Zhang Jiajun, Zhang Yuxiang, Zhang Hongwen, Zhou Xiao, Zhou Boyao, Shao Ruizhi, Hu Zonghai, Liu Yebin
IEEE Trans Pattern Anal Mach Intell. 2025 Nov;47(11):9655-9672. doi: 10.1109/TPAMI.2025.3588268.
Accurately modeling detailed interactions between human/hand and object is an appealing yet challenging task. Current multi-view capture systems are only capable of reconstructing multiple subjects into a single, unified mesh, which fails to model the states of each instance individually during interactions. To address this, previous methods use template-based representations to track human/hand and object. However, the quality of the reconstructions is limited by the descriptive capabilities of the templates so these methods inherently struggle with geometric details, pressing deformations and invisible contact surfaces. In this work, we propose an end-to-end Instance-aware Human-Object Interactions recovery (Ins-HOI) framework by introducing an instance-level occupancy field representation. However, the real-captured data is presented as a holistic mesh, unable to provide instance-level supervision. To address this, we further propose a complementary training strategy that leverages synthetic data to introduce instance-level shape priors, enabling the disentanglement of occupancy fields for different instances. Specifically, synthetic data, created by randomly combining individual scans of humans/hands and objects, guides the network to learn a coarse prior of instances. Meanwhile, real-captured data helps in learning the overall geometry and restricting interpenetration in contact areas. As demonstrated in experiments, our method Ins-HOI supports instance-level reconstruction and provides reasonable and realistic invisible contact surfaces even in cases of extremely close interaction. To facilitate research on this task, we collect a large-scale, high-fidelity 3D scan dataset, including 5.2 k high-quality scans with real-world human-chair and hand-object interactions. The code and data will be public for research purposes.
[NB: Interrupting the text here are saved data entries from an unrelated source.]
Issue #5366, opened 2023-06-20
FASTQ to FASTA tool: gzipped output has fasta datatype


neoformit:
Just popped this out of https://github.com/galaxyproject/tools-iuc/issues/5333.

This is for the fastx_toolkit tool: https://github.com/galaxyproject/tools-iuc/tree/main/tool_collections/fastx_toolkit/fastq_to_fasta

**Issue:** The tool attempts to infer the FASTA output compression (none, gz or bz) from the input datatype. The tool does compress the data correctly, but always sets the output datatype as `fasta` resulting in a broken/weird dataset.

I like the suggestion from @bernt-matthias :+1: 
> My preference would be to have zipping/unzipping controlled by a select with the following options:
>
> - same as input (default)
> - zipped
> - unzipped
>
> So we have the best of both worlds. Unfortunately this brings a bit of "heavy" logic for determining the output format. Could be implemented with tool provided metadata (galaxy.json).
> 
> Otherwise my (weak) preference would be "same as input"...
>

准确地对人类/手部与物体之间的详细交互进行建模是一项颇具吸引力但又具有挑战性的任务。当前的多视图捕捉系统仅能够将多个主体重建为一个单一的、统一的网格模型,这无法在交互过程中单独对每个实例的状态进行建模。为了解决这个问题,先前的方法使用基于模板的表示来跟踪人类/手部和物体。然而,重建的质量受到模板描述能力的限制,因此这些方法在处理几何细节、紧迫变形和不可见接触表面时存在固有困难。在这项工作中,我们通过引入实例级占用场表示,提出了一个端到端的实例感知人类-物体交互恢复(Ins-HOI)框架。然而,实际捕捉到的数据是以整体网格的形式呈现的,无法提供实例级别的监督。为了解决这个问题,我们进一步提出了一种补充训练策略,该策略利用合成数据来引入实例级形状先验,从而能够解开不同实例的占用场。具体而言,通过随机组合人类/手部和物体的个体扫描创建的合成数据,引导网络学习实例的粗略先验。同时,实际捕捉到的数据有助于学习整体几何形状并限制接触区域的相互穿透。如实验所示,我们的方法Ins-HOI支持实例级重建,即使在极其紧密的交互情况下,也能提供合理且逼真的不可见接触表面。为了促进对此任务的研究,我们收集了一个大规模、高保真的3D扫描数据集,包括5200个具有真实世界中人类与椅子以及手部与物体交互的高质量扫描数据。代码和数据将公开用于研究目的。